Client: Southern Environmental Law Center (SELC)
Authors: Chirag T. Lala, Elisabeth Seliga, Joshua R. Castigliego, Elizabeth A. Stanton, PhD
July 2024
On behalf of the Southern Environmental Law Center (SELC), Researcher Chirag T. Lala, Assistant Researcher Elisabeth Seliga, Senior Researcher Joshua R. Castigliego, and Executive Director and Principal Economist Liz Stanton, PhD prepared a report that critiques the Virginia Electric and Power Company’s (d/b/a Dominion Energy Virginia) proposed Chesterfield Energy Reliability Center (CERC)—a 1,000-megawatt gas-fired combustion turbine facility—in Chesterfield, Virginia. AEC presents an assessment of an Alternative Portfolio—composed of solar, wind, and storage resources—that would provide the same energy and capacity needs as CERC, but at a lower cost.
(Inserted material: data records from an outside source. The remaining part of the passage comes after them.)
PR #3069, opened 2017-04-04
Switch Defaults.runnerTask back to a setting

dwijnand:
I believe this was an unintentional change in
74cfbd4a9ca162dbe9d6fc236ac19671ff16d951.

### DIFF
--- a/main/src/main/scala/sbt/Defaults.scala
+++ b/main/src/main/scala/sbt/Defaults.scala
@@ -898,7 +898,7 @@ object Defaults extends BuildCommon {
         scalaRun.value.run(mainClass, data(classpath.value), parser.parsed, streams.value.log).get
       }
     }
-  def runnerTask: Initialize[Task[ScalaRun]] = runnerInit
+  def runnerTask: Setting[Task[ScalaRun]] = runner := runnerInit.value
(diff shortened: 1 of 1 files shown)


main/src/main/scala/sbt/Defaults.scala
```diff
@@ -898,7 +898,7 @@ object Defaults extends BuildCommon {
         scalaRun.value.run(mainClass, data(classpath.value), parser.parsed, streams.value.log).get
       }
     }
-  def runnerTask: Initialize[Task[ScalaRun]] = runnerInit
+  def runnerTask: Setting[Task[ScalaRun]] = runner := runnerInit.value
```
eed3si9n, line 901: If it's a setting we should rename this to `runnerTaskSetting`.

eed3si9n (changes requested):

main/src/main/scala/sbt/Defaults.scala
dwijnand: But the only motivation for this change is to restore source-compatibility with 0.13..

eed3si9n: ok

eed3si9n (approved):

AEC finds that the midpoint of the range of likely levelized costs of the Alternative Portfolio is 52 percent less expensive than that of Dominion Energy Virginia’s proposed CERC: $263 million versus $544 million. The combination of solar, wind and storage meets CERC on peak capacity, beats CERC on annual generation, and would cost ratepayers just half of what Dominion Energy Virginia wants to spend on CERC. Notably, the Alternative Portfolio presented in this report includes neither energy efficiency nor demand response, both of which have the potential to lower costs still further. Investments in energy efficiency alone—made at levels similar to the annual investments common in numerous other states—could obviate the need for CERC by 2030 or sooner.